Picked up the car today after it had the radiator and intake duct replaced along with other things. Due to a collision with a deer. However check engine light came on and turned it off. When turning it back on it struggled to idle. After a moment it calmed down then I heard a loud “boiling water” like sound and it struggled on idling again and shut off. Any ideas? I’m a complete novice.I’m assuming possible coolant leak ? Any help Is appreciated!


----------



## ard (Jul 1, 2009)

Document everything- pictures, video, etc. Capture the details immediately.

Then take it back to the shop that did the work, provide a WRITTEN statement of the issues- tell them they need to fix it.

DO NOT forget to have a written work order. They may say "oh the old one covers it" but you should politely insist.

Was this insurance? 

If they refuse a new repair order, get the adjustor involved.


----------



## HADM11 (Jan 7, 2022)

ard said:


> Document everything- pictures, video, etc. Capture the details immediately.
> 
> Then take it back to the shop that did the work, provide a WRITTEN statement of the issues- tell them they need to fix it.
> 
> ...


yes through insurance, i was able to capture a video of the "boiling water" sound along with the irregular idling. taking it back tomorrow morning. im just not sure what those codes could be


----------



## ard (Jul 1, 2009)

Hmm... some hackery perhaps?

B7F655 Instrument panel: Outside temperature sensor Short circuit to B+ 
E12C1D "Invalid signal (run-on, terminal 30, fault-controlled, 0x3AC), transmitter JBE/FEM/BDC" 

Alternatively, call the adjustor and get permission to go to a BMW dealer.


----------



## ard (Jul 1, 2009)

These codes are NOT related to "boiling water"..these arent sensor codes, not temp codes, not water pump codes....

You are not driving it, correct?


----------



## HADM11 (Jan 7, 2022)

ard said:


> These codes are NOT related to "boiling water"..these arent sensor codes, not temp codes, not water pump codes....
> 
> You are not driving it, correct?


negative, parked it and will probably get it towed first thing in the morning. However i didnt check to see if there was any leaks


----------



## ard (Jul 1, 2009)

Good. Id loop the shop and the adjustor in sooner rather than later. You dont want to get stuck with a tow. Also, this is something weird and electrical. You dont want the shop covering up some error or mistake on their part, then says "Oh, seems like bad luck your JBE failed- not covered by insurance and it'll be $1700 out of your pocket".

Often times when you take it to a shop the insurnace recommends they offer a guarantee. Not really applicable here, but by using the 'chumminess' between shop and insurer, it can help. Insurer has a vested interest when a shop does wrong...and shop has a vested interest in maintaining their 'approved shop status'.

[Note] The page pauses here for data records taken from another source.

PR #178, opened 2020-10-15
minirest 0.1, curl external

mosteo:
Version currently in use by `alr`.

### DIFF
--- a/index/cu/curl/curl-external.toml
+++ b/index/cu/curl/curl-external.toml
@@ -6,7 +6,8 @@ maintainers-logins = ["mosteo"]
 
 [[external]]
 kind = "system"
-origin = ["curl"]
+[external.origin."case(distribution)"]
+"..." = ["curl"]
 
 [[external]]
 kind = "version-output"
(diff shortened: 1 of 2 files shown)


index/cu/curl/curl-external.toml
```diff
@@ -0,0 +1,14 @@
+name = "curl"
+description = "Command-line tool for transferring data with URL syntax"
+
+maintainers = ["alejandro@mosteo.com"]
+maintainers-logins = ["mosteo"]
+
+[[external]]
+kind = "system"
+origin = ["curl"]
```
Fabien-Chouteau: We can get it from the distrib

mosteo: Not sure what you mean here. That is the package in linuxes/msys2 in fact. If you mean the other external kind, this is the same situation as with `make` in which we fall back to detecting the executable when we don't have a package manager.

mosteo: Or do you mean making explicit the OS here, that's indeed probably clearer.

Fabien-Chouteau: My bad, I was confused be `orgin` is the same for all distrib.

That first code? Just a total WAG: someone wire nutted the two wires that come out of the harness together. Importantly, on a proper repair there should NOT be a wire spice. Period. It should all use factory standard connectors, impossible to cross-connect. Even if a harness was damaged, you replace the harness! (In rare cases this may be impossible or financially not feasible- but you should clearly approve this shortcut.)

(To explain: two wires come from the instrument panel, one is a 'power supply' wire, the other is the input back to the panel. The sensor connects to these two wires. As the sensor is exposed to temperatures, it varies the amount of power from the one wire that gets sent back to the instument panel. If this is re-spliced, there will be 4 wires- tied 2 by 2. If someone messed up, they COULD tie the power supply directly back to the wire that goes to the panel.)

Lots of guesswork here on my part, but who knows- maybe it helps.

GL!


----------